Skeletal muscle is one of the largest organs in the body and plays a major role during whole-body glucose homeostasis. Insulin resistance (IR) of skeletal muscle is one early hallmark in the development of type 2 diabetes (T2D) (1). Therefore, the identification of novel targets for improving skeletal muscle IR represents a fundamental challenge and plays a key role in developing novel therapeutic strategies for T2D. In contrast to the very limited nonexercise-based strategies to combat IR, physical activity is well known to exert multiple beneficial effects on the progression of IR and T2D (2,3). However, our knowledge on the cellular mechanisms mediating these adjuvant actions of physical activity remains incomplete. Exercise is accompanied by a reduction in intramuscular oxygen tension, resulting in enhanced HIF-1α protein expression (4). In response to cellular hypoxia, HIF-1α is activated to regulate the transcription of >100 target genes, e.g., glycolytic enzymes and glucose transporters (5). Furthermore, it could be shown that loss of HIF-1α in murine skeletal muscle cells impairs GLUT4 translocation and glucose uptake, indicating a possible role for HIF-1α in the regulation of skeletal muscle glucose metabolism (6). One particular aspect of skeletal muscle is that HIF-1α protein is highly expressed in this tissue even in normoxic conditions, suggesting that HIF-1α function on muscle homeostasis is not exclusively dependent on the oxygen state of the muscle cell (7). Importantly, endurance exercise under hypoxia is known to be even more efficient to improve glycemic control in individuals with T2D (8), potentially reflecting the synergistic or additive regulation of HIF-1α downstream target genes. Therefore, we hypothesized that the molecular analysis of hypoxic muscle contraction may pave the way to identify novel targets for improving skeletal muscle IR.
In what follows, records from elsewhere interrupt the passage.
PR #1751, opened 2024-07-10
feat(cd-service): Cache overview response

AminSlk:
A new table called `overview_cache` is created. It has a `json` column which contains the result of the overview service.
Whenever the overview service is called it will check the `overview_cache` table. It gets the latests row's json and sends it as a response. If there isn't any rows in the table, it will create one.
After any change in the database, the `overview_cache` will be updated.


pkg/db/db.go
```diff
@@ -4183,3 +4179,87 @@ func (h *DBHandler) RunCustomMigrationEnvironments(ctx context.Context, getAllEn
...
+
+func (h *DBHandler) ReadLatestOverviewCache(ctx context.Context, transaction *sql.Tx) (*OverviewCacheRow, error) {
+	if h == nil {
+		return nil, fmt.Errorf("readLatestOverviewCache: DBHandler is nil")
+	}
+	if transaction == nil {
+		return nil, fmt.Errorf("readLatestOverviewCache: no transaction provided")
+	}
+
+	span, _ := tracer.StartSpanFromContext(ctx, "readLatestOverviewCache")
```
sven-urbanski-freiheit-com, line 4197:
```suggestion
	span, ctx := tracer.StartSpanFromContext(ctx, "readLatestOverviewCache")
```
the returned context should be used.
Also please move all spans to the beginning of the function.

services/cd-service/pkg/repository/overview_cache.go
```diff
@@ -0,0 +1,420 @@
...
+but WITHOUT ANY WARRANTY; without even the implied warranty of
+MERCHANTABILITY or FITNESS FOR A PARTICULAR PURPOSE.  See the
+MIT License for more details.
+
+You should have received a copy of the MIT License
+along with kuberpult. If not, see <https://directory.fsf.org/wiki/License:Expat>.
+
+Copyright freiheit.com*/
+/*
+This file is part of kuberpult.
```
sven-urbanski-freiheit-com, line 17: remove the duplicate header

services/cd-service/pkg/repository/overview_cache.go
```diff
@@ -0,0 +1,420 @@
...
+		EnvironmentGroups: []*api.EnvironmentGroup{},
+		GitRevision:       rev,
+	}
+	latestOverviewRow, err := state.DBHandler.ReadLatestOverviewCache(ctx, transaction)
+	if err != nil {
+		return err
+	}
+
+	if latestOverviewRow != nil {
+		err = json.Unmarshal([]byte(latestOverviewRow.Blob), result)
```
sven-urbanski-freiheit-com, line 71: `Unmarshal` (and `Marshal`) should be part of the function in db.go for consistency.

services/cd-service/pkg/repository/overview_cache.go
```diff
@@ -0,0 +1,420 @@
...
+			var groupName = mapper.DeriveGroupName(config, envName)
+			var envInGroup = getEnvironmentInGroup(previousOverview.EnvironmentGroups, groupName, envName)
+			//exhaustruct:ignore
+			argocd := &api.EnvironmentConfig_ArgoCD{}
+			if config.ArgoCd != nil {
+				argocd = mapper.TransformArgocd(*config.ArgoCd)
+			}
+			env := api.Environment{
+				DistanceToUpstream: 0,
+				Priority:           api.Priority_PROD,
```
sven-urbanski-freiheit-com, line 170: we is this set to `PROD`?

services/cd-service/pkg/repository/overview_cache.go
```diff
@@ -0,0 +1,420 @@
...
+							}
+						}
+					} // Err != nil means no team name was found so no need to parse team locks
+
+					var version *uint64
+					version, err = state.GetEnvironmentApplicationVersion(ctx, transaction, envName, appName)
+					if err != nil && !errors.Is(err, os.ErrNotExist) {
+						return nil, err
+					} else {
+
```
sven-urbanski-freiheit-com, line 241: nitpic
```suggestion
```

services/cd-service/pkg/repository/overview_cache_test.go
```diff
@@ -0,0 +1,438 @@
...
+				t.Fatal("Output mismatch (-want +got):\n", cmp.Diff(tc.ExpectedResult, actualResult))
+			}
+		})
+	}
+}
+
+func TestUpdateOverviewCacheDB(t *testing.T) {
+	tcs := []struct {
+		Name           string
+		CreateTestData func(context.Context, *sql.Tx, *db.DBHandler) error
```
sven-urbanski-freiheit-com, line 341: having a function like this in a test array indicates that these should be either
A) Separate Tests
B) the data the function produces should instead be stored in the test array directly.
Either way, there should not be function pointers in a test array.

services/cd-service/pkg/repository/transformer.go
```diff
@@ -343,6 +343,11 @@ func (r *transformerRunner) Execute(t Transformer, transaction *sql.Tx) error {
 		r.Stack[idx-1] = append(r.Stack[idx-1], msg)
 	}
 	r.Stack = r.Stack[:idx]
+	if r.State.DBHandler.ShouldUseOtherTables() {
```
sven-urbanski-freiheit-com, line 346: There is already a mechanism to reload the overview, so these lines don't seem necessary. See `r.notify.Notify()` in repository.go

services/cd-service/pkg/service/overview_test.go
```diff
@@ -45,170 +48,14 @@ func (m *mockOverviewService_StreamOverviewServer) Context() context.Context {
...
-
 func TestOverviewService(t *testing.T) {
 	var dev = "dev"
 	tcs := []struct {
-		Name  string
-		Setup []repository.Transformer
-		Test  func(t *testing.T, svc *OverviewServiceServer)
+		Name         string
+		Setup        []repository.Transformer
+		Test         func(t *testing.T, svc *OverviewServiceServer)
```
sven-urbanski-freiheit-com, line 56: same comment about test functions: Please make this its own (top-level) test. There should be no need for functions in a test array.

database/migrations/postgres/1720170031470270_overview_cache.up.sql
```diff
@@ -0,0 +1,6 @@
+CREATE TABLE IF NOT EXISTS overview_cache
+(
+    eslId SERIAL PRIMARY KEY,
+    timestamp TIMESTAMP,
+    blob VARCHAR
```
sven-urbanski-freiheit-com, line 5: we called this `json` in other tables, so we hsould call it the same here.

pkg/db/db.go
```diff
@@ -4309,3 +4344,443 @@ func (h *DBHandler) RunCustomMigrationEnvironments(ctx context.Context, getAllEn
...
+	}
+
+	insertQuery := h.AdaptQuery(
+		"INSERT INTO overview_cache (timestamp, Json) VALUES (?, ?);",
+	)
+	jsonResponse, err := json.Marshal(overviewResponse)
+	if err != nil {
+		return fmt.Errorf("could not marshal overview json data: %w", err)
+	}
+	span.SetTag("query", insertQuery)
```
sven-urbanski-freiheit-com, line 4436:
```suggestion
	span.SetTag("query", insertQuery)
	jsonResponse, err := json.Marshal(overviewResponse)
	if err != nil {
		return fmt.Errorf("could not marshal overview json data: %w", err)
	}
```
we should set the query tag as soon as we have it.

pkg/db/db.go
```diff
@@ -4309,3 +4344,443 @@ func (h *DBHandler) RunCustomMigrationEnvironments(ctx context.Context, getAllEn
...
+		ManifestRepoUrl:   "",
+	}
+	err := h.WriteOverviewCache(ctx, transaction, emptyOverview)
+	if err != nil {
+		return err
+	}
+	return nil
+}
+
+func (h *DBHandler) CheckOverviewIsEmpty(overviewResp *api.GetOverviewResponse) bool {
```
sven-urbanski-freiheit-com, line 4670:
```suggestion
func (h *DBHandler) IsOverviewEmpty(overviewResp *api.GetOverviewResponse) bool {
```

pkg/db/db.go
```diff
@@ -4309,3 +4344,443 @@ func (h *DBHandler) RunCustomMigrationEnvironments(ctx context.Context, getAllEn
...
+	return nil
+}
+
+func (h *DBHandler) UpdateOverviewTeamLock(ctx context.Context, transaction *sql.Tx, teamLock TeamLock) error {
+	latestOverview, err := h.ReadLatestOverviewCache(ctx, transaction)
+	if err != nil {
+		return err
+	}
+	if h.CheckOverviewIsEmpty(latestOverview) {
+		return nil
```
sven-urbanski-freiheit-com, line 4454: is it correct that we return here, even though the overview is empty?
I think we need to recalculate the whole overview in this case.

pkg/db/db.go
```diff
@@ -4309,3 +4344,443 @@ func (h *DBHandler) RunCustomMigrationEnvironments(ctx context.Context, getAllEn
...
+	return nil
+}
+
+func (h *DBHandler) UpdateOverviewEnvironmentLock(ctx context.Context, transaction *sql.Tx, environmentLock EnvironmentLock) error {
+	latestOverview, err := h.ReadLatestOverviewCache(ctx, transaction)
+	if err != nil {
+		return err
+	}
+	if h.CheckOverviewIsEmpty(latestOverview) {
+		return nil
```
sven-urbanski-freiheit-com, line 4491: same here (and in other places)

pkg/db/db.go
```diff
@@ -4309,3 +4344,443 @@ func (h *DBHandler) RunCustomMigrationEnvironments(ctx context.Context, getAllEn
...
+	if overviewResp == nil {
+		return true
+	}
+	if len(overviewResp.Applications) == 0 && len(overviewResp.EnvironmentGroups) == 0 && overviewResp.GitRevision == "" {
+		return true
+	}
+	return false
+}
+
+func getEnvironmentByName(groups []*api.EnvironmentGroup, envNameToReturn string) *api.Environment {
```
sven-urbanski-freiheit-com, line 4680: It's a bit surprising to find these functions here.
Maybe if we just move everything here into db/overview.go it would be a bit more logical.

pkg/db/db_test.go
```diff
@@ -1823,6 +1837,1151 @@ func TestReadReleasesByApp(t *testing.T) {
...
+						return fmt.Errorf("mismatch between errors (-want +got):\n%s", diff)
+					}
+					return nil
+				}
+				latestOverview, err := dbHandler.ReadLatestOverviewCache(ctx, transaction)
+				if err != nil {
+					return err
+				}
+				opts := cmpopts.IgnoreUnexported(api.GetOverviewResponse{}, api.EnvironmentGroup{}, api.Environment{}, api.Application{}, api.Release{}, timestamppb.Timestamp{}, api.EnvironmentConfig{}, api.EnvironmentConfig_Upstream{}, api.Environment_Application{}, api.Environment_Application_DeploymentMetaData{}, api.EnvironmentConfig_ArgoCD{}, api.Lock{}, api.Actor{})
+				if diff := cmp.Diff(tc.ExcpectedOverview, latestOverview, opts); diff != "" {
```
sven-urbanski-freiheit-com, line 2376: maybe extract this into a function like `getOverviewIgnoredTypes`, as it's used at least twice.

pkg/db/db_test.go
```diff
@@ -1823,6 +1837,1151 @@ func TestReadReleasesByApp(t *testing.T) {
...
+
+			if err != nil {
+				t.Fatal(err)
+			}
+		})
+	}
+}
+
+func TestForceOverviewRecalculation(t *testing.T) {
+	t.Run("ForceOverviewRecalculation", func(t *testing.T) {
```
sven-urbanski-freiheit-com, line 2961: even if you don't need the table-driven approach right now, please make it easier for the next person who wants to add another test.
=> Add the test array with one element and iterate over it, like in other tests.

services/cd-service/pkg/service/overview.go
```diff
@@ -83,8 +83,20 @@ func (o *OverviewServiceServer) getOverviewDB(
 	if s.DBHandler.ShouldUseOtherTables() {
 		err := s.DBHandler.WithTransaction(ctx, false, func(ctx context.Context, transaction *sql.Tx) error {
 			var err2 error
+			cached_result, err2 := s.DBHandler.ReadLatestOverviewCache(ctx, transaction)
+			if err2 != nil {
+				return err2
+			}
+			if !s.DBHandler.CheckOverviewIsEmpty(cached_result) {
+				response = cached_result
```
sven-urbanski-freiheit-com, line 91: I think this function would be more easy to follow, if we used `WithTransactionT` here and then `return cached_result`.

sven-urbanski-freiheit-com (approved):
.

Research Design and Methods
Culture of Human Skeletal Muscle Cells
Primary human skeletal muscle cells isolated from eight healthy Caucasian donors (four males, 16, 21, 41, and 47 years of age; four females, 16, 25, 33, and 37 years of age) were supplied as proliferating myoblasts and cultured as described previously (9).
Electrical Pulse Stimulation
Differentiated myotubes were subjected to electrical pulse stimulation (EPS) as recently described (9).
Combination of EPS and Reduced Oxygen Tension
Myotubes were cultured for 24 h with or without EPS in an atmosphere containing 21, 7, or 2% O2 supplemented with 5% CO2 and respective concentrations of nitrogen in an Xvivo hypoxia chamber system (Biospherix, Parish, NY).
Glucose Uptake and Oxidation
Glucose uptake and oxidation assays were performed as described previously (9).
Real-time PCR and Western Blotting
We used predesigned primers (Qiagen) in a SYBR Green–based quantitative real-time PCR. Thioredoxin-interacting protein (TXNIP), HIF-1α, anti–phospho AktSer473, anti–phospho AMPKαThr172, anti–phospho AktThr308, anti–phospho AS160Thr642, anti–phospho GSK3α/βSer21/9, total Akt, AMPKα, GSK3α/β, and total AS160 antibodies were supplied by Cell Signaling Technology (Frankfurt, Germany). Polyclonal Rab20 antibody was supplied by Abcam (Cambridge, U.K.). Polyclonal antiserum against GLUT4 was described previously (10).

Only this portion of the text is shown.